We all know that when something like a film wins an Oscar, people are much more likely to go and see it. “Other people love this, and they’ve seen more films than I have so it must be good!” is the logic and to a certain degree, that applies to board games. But when a board game wins an award, it often does increase sales because more people are hearing about it. I realise this is sounding rather cynical but there are a ton of awards given out across the year.

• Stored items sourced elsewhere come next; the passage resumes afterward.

PR #3427, opened 2026-04-22
enhance: Add target_size and target_size_unit in compact API

XuanYang-cn:


liliu-z:
**pymilvus/client/grpc_handler.py:2272** Positional arguments are in the wrong order. `Prepare.manual_compaction` signature is `(collection_name, is_clustering, is_l0, collection_id=None, target_size=None)`, so `response.collectionID` is being passed as `is_l0` and `target_size` as `collection_id`. Compare with the correct call in `async_grpc_handler.py:2431` and use keyword arguments or add the missing `is_l0` argument.

pymilvus/milvus_client/optimize_task.py
```diff
@@ -15,8 +15,12 @@
     "pb": 1024**5,
 }
 
+# Sentinel passed to the server when optimize() is called without a target_size,
+# meaning "let the server choose the segment size automatically".
+_OPTIMIZE_DEFAULT_SIZE_MB = 1 << 63 - 1
```
liliu-z: Operator precedence bug: `1 << 63 - 1` evaluates as `1 << (63 - 1)` = `1 << 62` (4611686018427387904), not the intended int64 max `(1 << 63) - 1` (9223372036854775807). Parentheses are needed around `(1 << 63)`.

PR #3432, opened 2026-04-22
feat: add FieldOp helpers for array partial update operators

weiliu1031:
issue: https://github.com/milvus-io/milvus/issues/49241
milvus pr: https://github.com/milvus-io/milvus/pull/49251
proto pr: https://github.com/milvus-io/milvus-proto/pull/586

## Summary

Exposes the new `UpsertRequest.field_ops` semantics in pymilvus so users can request `ARRAY_APPEND` / `ARRAY_REMOVE` on Array fields without building proto messages by hand.

### Proto regen
- Bumps `pymilvus/grpc_gen/milvus-proto` submodule to `04b6d9f`.
- Regenerates `schema_pb2` (gains `FieldPartialUpdateOp`) and `milvus_pb2` (`UpsertRequest.field_ops`).

### New public API — `pymilvus.client.field_ops`
- `FieldOpType` enum: `REPLACE` / `ARRAY_APPEND` / `ARRAY_REMOVE` (exported as `FieldOp.*()` factories).
- `normalize_field_ops(dict | None)` accepts:
  - `FieldPartialUpdateOp` proto instance
  - `FieldOpType` enum value
  - raw `int`
  - string alias (`"array_append"`, `"array_remove"`, `"replace"`)
  - `None` value → dropped
- REPLACE (all forms) → dropped from the resulting dict (equivalent to no-op).
- Unknown string → `ParamError("unknown field_op alias")`; unsupported type → `ParamError("unsupported field_op type")`.

### Prepare wiring — `pymilvus/client/prepare.py`
- `Prepare.row_upsert_param` / `Prepare.batch_upsert_param` accept `field_ops=` kwarg.
- Any non-REPLACE op auto-promotes `partial_update=True`.
- Ops attached via `request.field_ops.add(...)` — `FieldData` stays a pure data carrier.
- Unknown-field ops are forwarded so the server can return the authoritative validation error.

### gRPC handlers
- `grpc_handler` / `async_grpc_handler` thread `field_ops` through to `Prepare.*`.
- `MilvusClient.upsert` / `upsert_async` expose the kwarg.

## Test plan
- [x] `tests/prepare/test_partial_op.py` — 21 cases covering: factory/enum/string/int/None inputs, REPLACE drop-out, unknown-string error, unsupported-type error, auto-promote, unknown-field forwarding, row + batch variants, `_apply_field_ops` direct
- [x] Full `pytest tests/` suite green (3756 passed)
- [x] FieldData proto regression guard — no `partial_op` field
- [ ] CI green

### DIFF
--- a/pymilvus/client/field_ops.py
+++ b/pymilvus/client/field_ops.py
@@ -1,0 +1,128 @@
+# Licensed to the LF AI & Data foundation under one
+# or more contributor license agreements. See the NOTICE file
+# distributed with this work for additional information
+# regarding copyright ownership. The ASF licenses this file
+# to you under the Apache License, Version 2.0 (the
+# "License"); you may not use this file except in compliance
+# with the License. You may obtain a copy of the License at
+#
+#     http://www.apache.org/licenses/LICENSE-2.0
+#
+# Unless required by applicable law or agreed to in writing, software
+# distributed under the License is distributed on an "AS IS" BASIS,
+# WITHOUT WARRANTIES OR CONDITIONS OF ANY KIND, either express or implied.
+# See the License for the specific language governing permissions and
+# limitations under the License.
+
+"""Field-level partial-update helpers.
+
+These helpers wrap :class:`schema_pb2.FieldPartialUpdateOp` so callers do not
+need to import the generated protobuf module directly. ``FieldOp.array_append``
+and ``FieldOp.array_remove`` return ready-to-use proto messages that can be
+attached to a field during ``MilvusClient.upsert``.
+"""
+
+from typing import Mapping, Optional, Union
+
+from pymilvus.exceptions import ParamError
+from pymilvus.grpc_gen import schema_pb2
+
+__all__ = ["FieldOp", "FieldOpType", "normalize_field_ops"]
+
+# Re-exported for callers that want to compare against the low-level enum
+# (e.g. in tests) without reaching into the generated module.
+FieldOpType = schema_pb2.FieldPartialUpdateOp.OpType
+
+# FieldOpsInput describes the accepted input shape of the ``field_ops`` kwarg
+# across the public upsert API. The value per field may be:
+#
+#   * a :class:`schema_pb2.FieldPartialUpdateOp` message directly;
+#   * a :class:`FieldOpType` enum value;
+#   * a string alias like ``"array_append"`` / ``"array_remove"``.
+FieldOpsInput = Optional[
+    Mapping[str, Union[schema_pb2.FieldPartialUpdateOp, "FieldOpType", str]]
+]
+
+
+class FieldOp:
+    """Factory for building :class:`FieldPartialUpdateOp` messages.
+
+    Prefer these factories over constructing the proto message directly so
+    the surface stays stable if the proto changes.
+    """
+
+    @staticmethod
+    def replace() -> schema_pb2.FieldPartialUpdateOp:
+        """Return an explicit REPLACE op — equivalent to omitting the op.
+
+        Exposed for completeness; typical callers just leave ``field_ops``
+        unset for the REPLACE (default) behavior.
+        """
+        return schema_pb2.FieldPartialUpdateOp(op=FieldOpType.REPLACE)
+
+    @staticmethod
+    def array_append() -> schema_pb2.FieldPartialUpdateOp:
+        """Return an ARRAY_APPEND op, appending the payload to the base row."""
+        return schema_pb2.FieldPartialUpdateOp(op=FieldOpType.ARRAY_APPEND)
+
+    @staticmethod
+    def array_remove() -> schema_pb2.FieldPartialUpdateOp:
+        """Return an ARRAY_REMOVE op, deleting every matching element."""
+        return schema_pb2.FieldPartialUpdateOp(op=FieldOpType.ARRAY_REMOVE)
+
+
+# Map from string alias to the concrete enum value. Kept out of the class so
+# callers can extend it in the future without touching ``FieldOp``.
+_STRING_ALIASES = {
+    "replace": FieldOpType.REPLACE,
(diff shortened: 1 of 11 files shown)


pymilvus/client/prepare.py
```diff
@@ -1287,16 +1300,38 @@ def batch_upsert_param(
         partition_name: str,
         fields_info: Any,
         partial_update: bool = False,
+        field_ops: FieldOpsInput = None,
     ):
         location = cls._pre_upsert_batch_check(entities, fields_info, partial_update)
         tag = partition_name if isinstance(partition_name, str) else ""
```
XuanYang-cn: **Blocking**: this pre-check runs with the un-promoted `partial_update`. `_pre_upsert_batch_check` (line 1229) only skips the `expected_num_input_fields` check when `partial_update=True`, so a caller doing `client.upsert(coll, [pk_values, tags_values], field_ops={"tags": FieldOp.array_append()})` against a 3-field schema (pk/vec/tags) raises `ParamError("expected number of fields: 3, actual: 2")`. The auto-promotion promise silently fails on the batch path; the row path (line 1168) uses the promoted flag correctly.

Suggested fix: move the `ops = normalize_field_ops(field_ops)` / `effective_partial_update = ...` computation above this line and pass `effective_partial_update` into `_pre_upsert_batch_check`.

Please also add a batch regression test with a 3-field schema and 2-field entities + `field_ops={...}` that asserts no `ParamError`. The current `test_batch_upsert_param_emits_field_op` cannot catch this because its fixture schema has matching arity with the entities.

pymilvus/client/field_ops.py
```diff
@@ -0,0 +1,124 @@
...
+        return None
+    if isinstance(op, schema_pb2.FieldPartialUpdateOp):
+        return op
+    if isinstance(op, str):
+        alias = op.lower()
+        if alias not in _STRING_ALIASES:
+            raise ParamError(message=f"unknown field_op alias {op!r} for field {field_name!r}")
+        return schema_pb2.FieldPartialUpdateOp(op=_STRING_ALIASES[alias])
+    # Fall back: treat it as a raw enum value if it is an int.
+    if isinstance(op, int):
```
XuanYang-cn, line 126: `isinstance(op, int)` has two traps:

1. `bool` subclasses `int`, so `field_ops={"tags": True}` silently becomes `FieldPartialUpdateOp(op=1)` = `ARRAY_APPEND` instead of raising.
2. Out-of-range ints are forwarded to the server rather than rejected here.

Suggest an explicit bool guard and a range check against `FieldOpType._value2member_map_`:

```python
if isinstance(op, bool):
    raise ParamError(message=f"unsupported field_op type bool for field {field_name!r}")
if isinstance(op, int):
    if op not in FieldOpType._value2member_map_:
        raise ParamError(message=f"invalid field_op enum value {op} for field {field_name!r}")
    return schema_pb2.FieldPartialUpdateOp(op=op)
```

pymilvus/client/field_ops.py
```diff
@@ -0,0 +1,124 @@
...
+and ``FieldOp.array_remove`` return ready-to-use proto messages that can be
+attached to a field during ``MilvusClient.upsert``.
+"""
+
+from typing import Mapping, Optional, Union
+
+from pymilvus.exceptions import ParamError
+from pymilvus.grpc_gen import schema_pb2
+
+__all__ = ["FieldOp", "FieldOpType", "normalize_field_ops"]
```
XuanYang-cn: `normalize_field_ops` is in `__all__` here but not re-exported from `pymilvus/__init__.py` (only `FieldOp` and `FieldOpType` are). If it is meant to be an internal helper, drop it from `__all__`; if it is meant to be public, add it to the top-level package exports. Right now callers who want it must reach into `pymilvus.client.field_ops`.

tests/prepare/test_partial_op.py
```diff
@@ -0,0 +1,228 @@
...
+def test_apply_field_ops_empty_is_noop():
+    req = milvus_pb2.UpsertRequest()
+    Prepare._apply_field_ops(req, {})
+    Prepare._apply_field_ops(req, None)
+    assert len(req.field_ops) == 0
+
+
+def test_field_data_message_has_no_partial_op_field():
+    """Regression guard: FieldData must remain a pure data carrier."""
+    assert "partial_op" not in schema_pb2.FieldData.DESCRIPTOR.fields_by_name
```
XuanYang-cn, line 222: This regression guard is duplicated — it also appears around line 107-111 inside a row-test. The module-scope version here is sufficient; please drop the one embedded in the row test.

XuanYang-cn (changes requested):
Thanks for the feature. One blocking correctness bug and a few nits before this can merge. Inline comments below.

## Blocking

`batch_upsert_param` runs the pre-upsert arity check with the un-promoted `partial_update` flag, so the PR's headline promise that `field_ops` auto-implies `partial_update=True` silently fails on the column (batch) path. Row path is correct. Repro and suggested fix inline at `pymilvus/client/prepare.py:1306`.

The existing batch test `tests/prepare/test_partial_op.py::test_batch_upsert_param_emits_field_op` cannot catch this because the fixture `array_schema` has 2 fields matching the 2-field entity shape. Please add a regression test with a 3-field schema + 2-field entities that asserts no `ParamError`.

## Other

- `AsyncMilvusClient.upsert` docstring (`pymilvus/milvus_client/async_milvus_client.py:476-480`) never mentions `field_ops`. It flows through `**kwargs` but is invisible to async users — please mirror the sync docstring added at `milvus_client.py:296-302`. (Not inline because the file isn't in the diff.)

Remaining nits posted as inline comments. Happy to re-review once the blocker is fixed.

XuanYang-cn:
This is 3.0 only, no need to backport to 2.6

XuanYang-cn:
2.6 needs it now. Plz cp manuallly @weiliu1031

The Dice Tower Seal of Approval, Spiel Des Jahres, Golden Geek, all of these may appear on a box at some point which looks impressive to the non-gamers who might pick it up. For those in the know, however, odds are they already knew about that game and have made a decision about it. I know I usually have done, although this year's Spiel Des Jahres nominees list had a bunch of games on it that I didn’t recognise. And unlike with the Oscars, the games which are given awards are usually out for a while before they get such an accolade so there’s a reasonable opinion formed on them. So today, we’re talking about the most award winning games - those games which have won a whole bunch of awards in the years they were released and are great games to play. Let’s get into it.
7 Wonders
There are a couple of games on this list which can claim to be the originator of a particular mechanism, and 7 Wonders does that for card drafting. Or at the very least, it brought the mechanism into the zeitgeist of board games. It's first up on our list of most award winning games! With no less than 24 awards to its name across from 2010 to 2012, 7 Wonders takes you back to Ancient times to build one of the 7 Wonders of the world. The game is played across three ages, and in each one, you’ll draft resources from a hand of 7 cards, which will gradually reduce as it passes around the other players. The cards will either give on-going bonuses or have one-off effects, and even offer a way to progress other cards without having to pay. At the end of the three ages, the points are totalled and the highest points wins.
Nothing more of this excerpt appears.